• _ACTIVITY_
Copy out each line below in which the string "overflows" appears.
-- Opening Marker --
Issue #6152, opened 2022-07-28
Hardcoded, insufficient for SHA-512 hash buffer size


leorosen:
### Summary

In several code locations, a has result buffer is declared with a hard-coded size of 48.
This does not account for the fact that SHA512 and SHA384 are overlaid, and by enabling one, the other is also enabled.
If for any reason SHA512 will be activated, those buffers will be written beyond boundary.

### System information

Mbed TLS version (v3,1,2): 
Operating system and version: bare metal
Configuration (if not default, please attach `mbedtls_config.h`): n/a
Compiler and options (if you used a pre-built binary, please indicate how you obtained it): vendor
Additional environment information: 

### Steps to reproduce

Activate the already allowed SHA512 hash

### Additional information

The issue was detected by Coverity static code analysis.

yanesca:
@leorosen Thank you for your report and for submitting the fix.

I am not sure I can see the potential for buffer overflow here. I have commented on your PR with the details.

leorosen:
Please see these two branches which during test fail on assertion, proving that the suspected buffer overflow happens:
https://github.com/leorosen/mbedtls/tree/leorosen-stack-watch-ssl_tls12_client
```
Test moving clients handshake to state: CERTIFICATE_REQUEST ....... Assertion failed: (x == 0), function ssl_parse_server_key_exchange, file ssl_tls12_client.c, line 2475.
```
https://github.com/leorosen/mbedtls/tree/leorosen-stack-watch-ssl_tls12_server
```
Test moving clients handshake to state: CERTIFICATE_REQUEST ....... Assertion failed: (x == 0), function ssl_prepare_server_key_exchange, file ssl_tls12_server.c, line 3114.
```

yanesca:
I still can't see a buffer overflow here: https://github.com/Mbed-TLS/mbedtls/pull/6153#issuecomment-1204507139

If you think that it is still there, please post information for reproducing it and we'll reopen when we managed to reproduce.

PR #6153, opened 2022-07-28
Fix hash buffer size with macro derived from configuration

leorosen:
There are two pre-existing macros that define has buffer size
requirement: PSA_HASH_MAX_SIZE and MBEDTLS_MD_MAX_SIZE for
 PSA and legacy cyphers respectfully.  Using one of these macros
 (per configuration) instead of a hard-coded value of '48'.

Note that because SHA512 and SHA384 are co-dependent, the buffer
size will be equal 64 bytes if any of these are enabled or 32 if
the configuration only supports SHA256.

## Description
See  issue #6152 

## Status
**READY**

## Requires Backporting
Yes  

## Migrations

NO

## Additional comments
Issue detected by Coverity static code analysis.

## Todos
- [ ] Backported

## Steps to test or reproduce
Activate SHA512 algo #6152

### DIFF
--- a/library/ssl_tls.c
+++ b/library/ssl_tls.c
@@ -6918,12 +6918,13 @@ static void ssl_calc_finished_tls_sha384(
 {
     int len = 12;
     const char *sender;
-    unsigned char padbuf[48];
 #if defined(MBEDTLS_USE_PSA_CRYPTO)
+    unsigned char padbuf[PSA_HASH_MAX_SIZE];
     size_t hash_size;
     psa_hash_operation_t sha384_psa = PSA_HASH_OPERATION_INIT;
     psa_status_t status;
 #else
+    unsigned char padbuf[MBEDTLS_MD_MAX_SIZE];
     mbedtls_sha512_context sha512;
 #endif
 
--- a/library/ssl_tls12_client.c
+++ b/library/ssl_tls12_client.c
@@ -39,7 +39,10 @@
 #if defined(MBEDTLS_USE_PSA_CRYPTO)
 #include "mbedtls/psa_util.h"
 #include "psa/crypto.h"
-#endif /* MBEDTLS_USE_PSA_CRYPTO */
+#define HASH_MAX_SIZE PSA_HASH_MAX_SIZE
+#else
+#define HASH_MAX_SIZE MBEDTLS_MD_MAX_SIZE
+#endif
 
 #include <string.h>
 
@@ -2388,11 +2391,7 @@ start_processing:
     if( mbedtls_ssl_ciphersuite_uses_server_signature( ciphersuite_info ) )
     {
         size_t sig_len, hashlen;
-#if defined(MBEDTLS_USE_PSA_CRYPTO)
-        unsigned char hash[PSA_HASH_MAX_SIZE];
-#else
-        unsigned char hash[MBEDTLS_MD_MAX_SIZE];
-#endif
+        unsigned char hash[HASH_MAX_SIZE];
         mbedtls_md_type_t md_alg = MBEDTLS_MD_NONE;
         mbedtls_pk_type_t pk_alg = MBEDTLS_PK_NONE;
         unsigned char *params = ssl->in_msg + mbedtls_ssl_hs_hdr_len( ssl );
@@ -3360,7 +3359,7 @@ static int ssl_write_certificate_verify( mbedtls_ssl_context *ssl )
     const mbedtls_ssl_ciphersuite_t *ciphersuite_info =
         ssl->handshake->ciphersuite_info;
     size_t n = 0, offset = 0;
-    unsigned char hash[48];
+    unsigned char hash[HASH_MAX_SIZE];
     unsigned char *hash_start = hash;
     mbedtls_md_type_t md_alg = MBEDTLS_MD_NONE;
     size_t hashlen;
--- a/library/ssl_tls12_server.c
+++ b/library/ssl_tls12_server.c
@@ -37,6 +37,12 @@
 #include "constant_time_internal.h"
 #include "mbedtls/constant_time.h"
 
+#if defined(MBEDTLS_USE_PSA_CRYPTO)
+#define HASH_MAX_SIZE PSA_HASH_MAX_SIZE
+#else
+#define HASH_MAX_SIZE MBEDTLS_MD_MAX_SIZE
+#endif
+
 #include <string.h>
 
 #if defined(MBEDTLS_ECP_C)
@@ -3059,11 +3065,7 @@ curve_matching_done:
 
         size_t dig_signed_len = ssl->out_msg + ssl->out_msglen - dig_signed;
         size_t hashlen = 0;
-#if defined(MBEDTLS_USE_PSA_CRYPTO)
-        unsigned char hash[PSA_HASH_MAX_SIZE];
-#else
-        unsigned char hash[MBEDTLS_MD_MAX_SIZE];
-#endif
+        unsigned char hash[HASH_MAX_SIZE];
         int ret = MBEDTLS_ERR_ERROR_CORRUPTION_DETECTED;
 
         /*
@@ -4094,7 +4096,7 @@ static int ssl_parse_certificate_verify( mbedtls_ssl_context *ssl )
 {
     int ret = MBEDTLS_ERR_SSL_FEATURE_UNAVAILABLE;
     size_t i, sig_len;
-    unsigned char hash[48];
+    unsigned char hash[HASH_MAX_SIZE];
     unsigned char *hash_start = hash;
     size_t hashlen;
     mbedtls_pk_type_t pk_alg;


library/ssl_tls12_client.c
```diff
@@ -3360,7 +3360,7 @@ static int ssl_write_certificate_verify( mbedtls_ssl_context *ssl )
     const mbedtls_ssl_ciphersuite_t *ciphersuite_info =
         ssl->handshake->ciphersuite_info;
     size_t n = 0, offset = 0;
-    unsigned char hash[48];
+    unsigned char hash[PSA_HASH_MAX_SIZE];
```
tom-cosgrove-arm, line 3363: So what happens if we have `MBEDTLS_USE_PSA_CRYPTO` undefined, `PSA_WANT_ALG_SHA_512` and `PSA_WANT_ALG_SHA_384` both undefined, but `MBEDTLS_SHA512_C` defined?

A bit further up, around line 2391, we have:

```
    unsigned char hash[PSA_HASH_MAX_SIZE];
#else
    unsigned char hash[MBEDTLS_MD_MAX_SIZE];
#endif
```

leorosen: My (default) configuration has `MBEDTLS_USE_PSA_CRYPTO` undefined, and the library builds just fine.
You are raising a good point about interaction of the PSA and legacy modules in this aspect.

library/ssl_tls12_server.c
```diff
@@ -37,6 +37,13 @@
 #include "constant_time_internal.h"
 #include "mbedtls/constant_time.h"
 
+#if defined(MBEDTLS_USE_PSA_CRYPTO)
+#include "psa/crypto.h"
```
tom-cosgrove-arm, line 41: This is already `#include`d by `ssl_misc.h` at line 33

library/ssl_tls12_client.c
```diff
@@ -39,7 +39,10 @@
 #if defined(MBEDTLS_USE_PSA_CRYPTO)
 #include "mbedtls/psa_util.h"
 #include "psa/crypto.h"
-#endif /* MBEDTLS_USE_PSA_CRYPTO */
+#define HASH_MAX_SIZE PSA_HASH_MAX_SIZE
+#else /* !defined(MBEDTLS_USE_PSA_CRYPTO) */
+#define HASH_MAX_SIZE MBEDTLS_MD_MAX_SIZE
+#endif /* !defined(MBEDTLS_USE_PSA_CRYPTO) */
```
tom-cosgrove-arm, line 45: The comments on `#else`/`#endif` are unnecessary as the `#define` is so close, and they severely impact readability (yes, I know the one on `#endif` was already there)

```suggestion
#define HASH_MAX_SIZE PSA_HASH_MAX_SIZE
#else
#define HASH_MAX_SIZE MBEDTLS_MD_MAX_SIZE
#endif
```

library/ssl_tls12_server.c
```diff
@@ -37,6 +37,13 @@
...
+#define HASH_MAX_SIZE PSA_HASH_MAX_SIZE
+#else /* !defined(MBEDTLS_USE_PSA_CRYPTO) */
+#define HASH_MAX_SIZE MBEDTLS_MD_MAX_SIZE
+#endif /* !defined(MBEDTLS_USE_PSA_CRYPTO) */
```
tom-cosgrove-arm, line 45: The comments on `#else`/`#endif` reduce readability, and aren't necessary

```suggestion
#define HASH_MAX_SIZE PSA_HASH_MAX_SIZE
#else
#define HASH_MAX_SIZE MBEDTLS_MD_MAX_SIZE
#endif
```

library/ssl_tls.c
```diff
@@ -6918,12 +6918,13 @@ static void ssl_calc_finished_tls_sha384(
 {
     int len = 12;
     const char *sender;
-    unsigned char padbuf[48];
 #if defined(MBEDTLS_USE_PSA_CRYPTO)
+    unsigned char padbuf[PSA_HASH_MAX_SIZE];
```
yanesca, line 6922: I am sorry, but I can't see why this change is necessary. This is a function where the hash used will be always SHA384. Even if SHA512 is enabled, the output will be always 48 bytes.

library/ssl_tls.c
```diff
@@ -6918,12 +6918,13 @@ static void ssl_calc_finished_tls_sha384(
...
     size_t hash_size;
     psa_hash_operation_t sha384_psa = PSA_HASH_OPERATION_INIT;
     psa_status_t status;
 #else
+    unsigned char padbuf[MBEDTLS_MD_MAX_SIZE];
```
yanesca, line 6927: Same as above.

library/ssl_tls12_client.c
```diff
@@ -3360,7 +3359,7 @@ static int ssl_write_certificate_verify( mbedtls_ssl_context *ssl )
     const mbedtls_ssl_ciphersuite_t *ciphersuite_info =
         ssl->handshake->ciphersuite_info;
     size_t n = 0, offset = 0;
-    unsigned char hash[48];
+    unsigned char hash[HASH_MAX_SIZE];
```
yanesca, line 3362: I can't see why this is necessary either: This buffer is only written in the `calc_verify()` operation which only can be SHA384 or SHA256.

library/ssl_tls12_server.c
```diff
@@ -4094,7 +4097,7 @@ static int ssl_parse_certificate_verify( mbedtls_ssl_context *ssl )
 {
     int ret = MBEDTLS_ERR_SSL_FEATURE_UNAVAILABLE;
     size_t i, sig_len;
-    unsigned char hash[48];
+    unsigned char hash[HASH_MAX_SIZE];
```
yanesca, line 4100: I can't see why this is necessary either: this buffer is only written in the calc_verify() operation which only can be SHA384 or SHA256.

yanesca (commented):
I am sorry, but I can't see the potential for buffer overflow here.

library/ssl_tls.c
tom-cosgrove-arm: I think the change is about replacing a numeric value of `48` with a constant. I agree that there is no functional problem, but for readability the use of named constants is almost universally preferred. If we had something like `MBEDTLS_SHA384_SIZE_BYTES` that would be a better fit, but I don't think we do, which is why I think Leonid is using `PSA_HASH_MAX_SIZE`.

yanesca: I have no objection to replacing magic numbers with constants. I am looking for out of bounds write, because the corresponding issue mentions it: https://github.com/Mbed-TLS/mbedtls/issues/6152

tom-cosgrove-arm: Ah, fair enough. I don't see any existing buffer overwrites.  The `48` around `library/ssl_tls.c:6921` should be fine - it's a static function named `xxx_sha384()`, accessed via function pointer, so while this could be messed up in later maintenance, it seems unlikely.

However, the `48`s at `library/ssl_tls12_client.c:3363` and `library/ssl_tls12_server.c:4097` appear to be in generic functions, where it is not clear that nothing longer than SHA-384 would use them. So while these are probably fine, it's not overwhelmingly clear that these are safe at that length.

Incidentally, I see some weird code at `library/ssl_tls12_server.c:4186`:

```
#if !defined(MBEDTLS_MD_SHA1)
    if( MBEDTLS_MD_SHA1 == md_alg )
        hash_start += 16;
#endif
```

It looks to me that if `MBEDTLS_MD_SHA1` is not defined this won't compile!

yanesca: Yeah, that is dead code, left in accidentally after removing TLS 1.0 and 1.1. Independently of whether `MBEDTLS_MD_SHA1` compiled or not, the condition is always false as just above this we exit the function if the algorithm is not SHA256 or SHA384.

tom-cosgrove-arm: Doesn't really matter if `return` is above or below this, no function with

```
    if(  == md_alg )
        hash_start += 16;
```

in it is going to compile!

yanesca: Ah, then it is even worse. I think that supposed to have been `MBEDTLS_SHA1_C`.

library/ssl_tls12_server.c
leorosen: Thanks for pointing this out.

library/ssl_tls12_client.c
leorosen: Thank you. I will clean up the extra comment.

library/ssl_tls12_server.c
leorosen: Will cleanup the unnecessary comments.

library/ssl_tls12_client.c
leorosen: Thanks to everyone who weighed in on this debate, and yes, having hardcoded numeric size in an array declaration goes against most safe coding practices, and is widely agreed to be detrimental to code readability and maintainability.
To be entirely transparent, I must point out that these issues were all flagged by the latest version of Coverity static analysis, which we have evaluated to be an actual issue that needs to be fixed rather than a false positive.

leorosen: `ssl_write_certificate_verify()` calls `mbedtls_ssl_get_key_exchange_md_tls1_2()` at 2463
`mbedtls_ssl_get_key_exchange_md_tls1_2()` in the non-PSA case calls `mbedtls_md_finish()` at ls_ssl.c:7925
which then calls `mbedtls_sha512_finish()` for either 384 or 512 hash sizes at ssl_md.c:454
which then will write past 48 bytes by calling `sha512_put_uint64_be()` at sha512.c:544
if either compile-time or run-time de-selection of SHA384 occurred.

I can see this happening inevitably when SHA512 becomes desired as part of the trend to increase the required cypher strength, which is an observed industry trend.

The other call sites follow a rather similar pattern, and this explanation should mostly apply to those as well.

library/ssl_tls12_server.c
leorosen: https://github.com/Mbed-TLS/mbedtls/pull/6153#discussion_r934794060

library/ssl_tls12_client.c
yanesca: First of all, I would like to say it again, that I have no objection to the proposed changes, I just would like to know whether we have a buffer overflow.

`ssl_write_certificate_verify()` is in `ssl_tls12_client.c`. As far as I can tell line 2463 in this file is in `ssl_parse_server_key_exchange()` and not `ssl_write_certificate_verify()`. In this function the buffer sizes seem already correct to me:
https://github.com/Mbed-TLS/mbedtls/blob/mbedtls-3.2.1/library/ssl_tls12_client.c#L2395-L2399

In `ssl_write_certificate_verify()` we only use SHA384 or SHA256 and 48 bytes is enough.

I am sorry, I still can't see the potential for buffer overflow here. What am I missing?

leorosen: Agree, lines 2395-2399 in ssl_tls12_client.c are correct, which is why my original change did not modify these lines. Later however, having been made aware for the need of identical logic here and in the lines where a hard-coded value of 48 was used, I decided to simplify the code by conditionally defining `HASH_MAX_SIZE` at the top of the file and then use it where a hash buffer is declared.

With respect to a *potantial* stack overwrite, it *will happen* when SHA512 will get used, which is in my humble opinion quite inevitable.

library/ssl_tls.c
gilles-peskine-arm: This change is functionally correct but not necessary and a small waste of stack space. This function is specific to SHA-384. It's never going to need a larger buffer.

The PSA code path doesn't even risk a buffer overflow if the code was somehow modified to use a different hash, since PSA functions all take the buffer size as an argument. This risk exists in theory with the classic mbedtls path, but making a copy of this function that uses a different hash would be far-fetched — it would have to be a major change to TLS, or an adaptation to another protocol, and the size of this one buffer would be the least of our worries. A buffer overflow there would be very likely caught in testing anyway.

Replacing magic constant by names is good documentation, but here the name is wrong, which makes the code misleading. Changing to `PSA_HASH_LENGTH(PSA_ALG_SHA_386)` would be correct but I think unnecessary (and there's no similar constant in the legacy API).

library/ssl_tls12_client.c
gilles-peskine-arm: The set of possible hashes is determined by the protocol. Here, this is TLS 1.2 code. It is extremely unlikely that a new extension to TLS 1.2 would be added now, especially to add support for SHA-512. So, as in `ssl_tls.c`, I am opposed to this change which makes the code's purpose less clear. I would be ok with using a constant like `SSL_MAX_HANDSHAKE_HASH_LENGTH`.

Same in `ssl_tls12_server.c`.

gilles-peskine-arm (changes requested):
The changes are unnecessary and only make the code less easy to read.

library/ssl_tls12_client.c
leorosen: Again, here is where there is a potential for writing beyond the boundary of the buffer allocated in stack:
```
#if defined(MBEDTLS_SHA384_C)
    if( ctx->is384 == 0 )
#endif
    {
        sha512_put_uint64_be( ctx->state[6], output, 48 );
        sha512_put_uint64_be( ctx->state[7], output, 56 );
    }
```
For the issue to be avoided, `ctx->is384` must be non-zero.
For a static analyzer this code is already risky, because if does not allow to assume this run-time variable is trust-worthy enough to base the size of a stack variable on. Anyways, here is where the flag is set:
```
int mbedtls_sha512_starts( mbedtls_sha512_context *ctx, int is384 )
...
#if defined(MBEDTLS_SHA384_C)
    ctx->is384 = is384;
#endif
```
which leaves `ctx->is384` *uninitialized* if `MBEDTLS_SHA384_C` is not defined, which is a bug, albeit a different one. Further, looking through the various call paths all I see are calls to `mbedtls_sha512_finish()` which does not initialize `ctx->is384`.

I am probably missing something, but that alone seems to suggest the current code is not easy to read, and the proposed change is not going to make it any worse.

leorosen:
To address the doubts several of you had express regarding the need for this change, here is a small experiment I performed on my laptop:
```
diff --git a/library/ssl_tls12_client.c b/library/ssl_tls12_client.c
index e992e4bce..dce475ac9 100644
--- a/library/ssl_tls12_client.c
+++ b/library/ssl_tls12_client.c
@@ -47,6 +47,7 @@
 #include <string.h>
 
 #include <stdint.h>
+#include <assert.h>
 
 #if defined(MBEDTLS_HAVE_TIME)
 #include "mbedtls/platform_time.h"
@@ -3359,7 +3360,7 @@ static int ssl_write_certificate_verify( mbedtls_ssl_context *ssl )
     const mbedtls_ssl_ciphersuite_t *ciphersuite_info =
         ssl->handshake->ciphersuite_info;
     size_t n = 0, offset = 0;
-    unsigned char hash[HASH_MAX_SIZE];
+    unsigned char hash[HASH_MAX_SIZE] = {0};
     unsigned char *hash_start = hash;
     mbedtls_md_type_t md_alg = MBEDTLS_MD_NONE;
     size_t hashlen;
@@ -3418,6 +3419,8 @@ sign:
 #endif
 
     ssl->handshake->calc_verify( ssl, hash, &hashlen );
+    assert(hashlen == 48);
+    assert(hash[48] == 0 && hash[49] == 0);
 
     /*
      * digitally-signed struct {
```
Running the tests resulted in the following:
```
test_suite_random ................................................. PASS
test_suite_rsa .................................................... PASS
test_suite_shax ................................................... PASS
test_suite_ssl .................................................... Assertion failed: (hashlen == 48), function ssl_write_certificate_verify, file ssl_tls12_client.c, line 3422.
FAIL
Use of uninitialized value $skipped in subtraction (-) at scripts/run-test-suites.pl line 125.
Use of uninitialized value $tests in subtraction (-) at scripts/run-test-suites.pl line 125.
test_suite_timing ................................................. PASS
test_suite_version ................................................ PASS
```

leorosen:
Here is another experiment for good measure:
```
diff --git a/library/ssl_tls12_client.c b/library/ssl_tls12_client.c
index e992e4bce..a3d2e5f32 100644
--- a/library/ssl_tls12_client.c
+++ b/library/ssl_tls12_client.c
@@ -47,6 +47,7 @@
 #include <string.h>
 
 #include <stdint.h>
+#include <assert.h>
 
 #if defined(MBEDTLS_HAVE_TIME)
 #include "mbedtls/platform_time.h"
@@ -2391,7 +2392,7 @@ start_processing:
     if( mbedtls_ssl_ciphersuite_uses_server_signature( ciphersuite_info ) )
     {
         size_t sig_len, hashlen;
-        unsigned char hash[HASH_MAX_SIZE];
+        unsigned char hash[HASH_MAX_SIZE] = {0};
         mbedtls_md_type_t md_alg = MBEDTLS_MD_NONE;
         mbedtls_pk_type_t pk_alg = MBEDTLS_PK_NONE;
         unsigned char *params = ssl->in_msg + mbedtls_ssl_hs_hdr_len( ssl );
@@ -2465,6 +2466,11 @@ start_processing:
                                                           md_alg );
             if( ret != 0 )
                 return( ret );
+
+            unsigned x = 0, i;
+            for (i = 48; i < 64; i++) x |= hash[i];
+            assert(x == 0);
+            assert(hashlen == 48);
         }
         else
         {
```
and here is the test result:
```
test_suite_rsa .................................................... PASS
test_suite_shax ................................................... PASS
test_suite_ssl .................................................... Assertion failed: (x == 0), function ssl_parse_server_key_exchange, file ssl_tls12_client.c, line 2472.
FAIL
Use of uninitialized value $skipped in subtraction (-) at scripts/run-test-suites.pl line 125.
Use of uninitialized value $tests in subtraction (-) at scripts/run-test-suites.pl line 125.
test_suite_timing ................................................. PASS
```
I sincerely hope this helps.

library/ssl_tls12_client.c
tom-cosgrove-arm: > leaves `ctx->is384` _uninitialized_ if `MBEDTLS_SHA384_C` is not defined, which is a bug, albeit a different one.

Actually, if you look in `include/mbedtls/sha512.h`, you'll find that `int MBEDTLS_PRIVATE(is384);` is only included in the `mbedtls_sha512_context` structure precisely if `MBEDTLS_SHA384_C` is defined.

This is very definitely not a bug, it is a code-size optimisation - remember, Mbed TLS targets embedded devices, where every byte of code and data counts.

gilles-peskine-arm: The context is initialized to all-bits-zero in `mbedtls_sha512_init`. This pattern is used throughout the library. We document that Mbed TLS only works on platforms where all-bits-zero is a valid representation of a null pointer or of an integer with the value 0 — we never use floating point.

Coverity doesn't spot that after `mbedtls_sha512_starts()` with `is384=1`, a 48-byte `output` is sufficient in `mbedtls_sha512_finish()`, because nothing else is changing `ctx->i384` in the meantime. That's ok — it's allowed to have false positives. In our Coverity instance, we just mark this as a false positive, with the explanation that we know we're calculating a SHA-384 hash.

gilles-peskine-arm:
>     +    assert(hashlen == 48);

Well, that's going to fail in test cases that use SHA-256, the other hash that's supported by the protocol here.

library/ssl_tls12_client.c
yanesca: > With respect to a potantial stack overwrite, it will happen when SHA512 will get used, which is in my humble opinion quite inevitable.

@leorosen Would you agree, that there is no out of bounds stack overwrite now?

leorosen:
> > ```
> > +    assert(hashlen == 48);
> > ```
> 
> 
> Well, that's going to fail in test cases that use SHA-256, the other hash that's supported by the protocol here.

Thank you for this correction, should have used `assert(hashlen <= 48`

library/ssl_tls12_client.c
leorosen: Initially when I started working on these issues, I was convince there are no stack overwrites presently, but now I am no longer confident that is the case. More specifically `Assertion failed: (x == 0), function ssl_parse_server_key_exchange, file ssl_tls12_client.c, line 2472.` may suggest differently.

leorosen:
Please see these two branches which during test fail on assertion, proving that the suspected buffer overflow happens:
https://github.com/leorosen/mbedtls/tree/leorosen-stack-watch-ssl_tls12_client

Test moving clients handshake to state: CERTIFICATE_REQUEST ....... Assertion failed: (x == 0), function ssl_parse_server_key_exchange, file ssl_tls12_client.c, line 2475.
https://github.com/leorosen/mbedtls/tree/leorosen-stack-watch-ssl_tls12_server

Test moving clients handshake to state: CERTIFICATE_REQUEST ....... Assertion failed: (x == 0), function ssl_prepare_server_key_exchange, file ssl_tls12_server.c, line 3114.

gilles-peskine-arm:
The assertion that's failing is in `ssl_parse_server_key_exchange`, and it's failing because you're passing the wrong size to `HASH_BUF_CHECK`. In that function, `hash` is an array of `PSA_HASH_MAX_SIZE` or `MBEDTLS_MD_MAX_SIZE` bytes, not an array of 48 bytes. The hash algorithm can be any algorithm in the [TLS HashAlgorithm list](https://www.iana.org/assignments/tls-parameters/tls-parameters.xhtml#tls-parameters-18) (or a proprietary extension, but we don't have any).

In `ssl_write_certificate_verify`, the `hash` is a 48-byte buffer, which is filled by `ssl->handshake->calc_verify`. The only implementations of `calc_verify` are `ssl_calc_verify_tls_sha256` and `ssl_calc_verify_tls_sha384`. While the protocol allows any TLS HashAlgorithm here, [Mbed TLS only supports the PRF hashes at this point](https://github.com/Mbed-TLS/mbedtls/blob/mbedtls-3.2.1/library/ssl_tls12_client.c#L3432). The correct symbolic constant for the hash length would be `max(MAX_TLS12_PRF_HASH_LENGTH, MAX_SUPPORTED_HASH_LENGTH)` and not `max(MAX_TLS12_SIGALG_HASH_LENGTH, MAX_SUPPORTED_HASH_LENGTH)`, let alone `MAX_SUPPORTED_HASH_LENGTH`.

So, once again, there is no buffer overflow.

In the extremely unlikely case that a future extension to the protocol allowed other hashes, if we forgot to update the buffer size accordingly, this would be caught in testing (we do test runs with ASan, MSan and Valgrind). So I'm not worried at all about future-proofing here,

Replacing the hard-coded numbers by symbolic constant would be a good thing. But they have to be the right constants!

tom-cosgrove-arm:
> we do test runs with ASan, MSan and Valgrind

Would these catch a stack buffer overflow? IIRC ASan instruments `malloc()` and friends; MSan is for uninitialised access, and Valgrind doesn't catch stack buffer overflows either.

OTOH, stack cookies should do that, but - depending on other arrays on the stack in the same function - might not get triggered either

gilles-peskine-arm:
@tom-cosgrove-arm [Asan](https://github.com/google/sanitizers/wiki/AddressSanitizer) detects some stack buffer overflows. Experimentally, for example, if I change `hash[48]` to `hash[47]` in `ssl_write_certificate_verify()`, then in an Asan build, `tests/compat.sh -p mbedTLS -V YES -t ECDSA` fails with ASan errors.

leorosen:
``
-- Closing Marker --
• _REPLY TO THE TASK_
Would these catch a stack buffer overflow? IIRC ASan instruments `malloc()` and friends; MSan is for uninitialised access, and Valgrind doesn't catch stack buffer overflows either.
@tom-cosgrove-arm [Asan](https://github.com/google/sanitizers/wiki/AddressSanitizer) detects some stack buffer overflows. Experimentally, for example, if I change `hash[48]` to `hash[47]` in `ssl_write_certificate_verify()`, then in an Asan build, `tests/compat.sh -p mbedTLS -V YES -t ECDSA` fails with ASan errors.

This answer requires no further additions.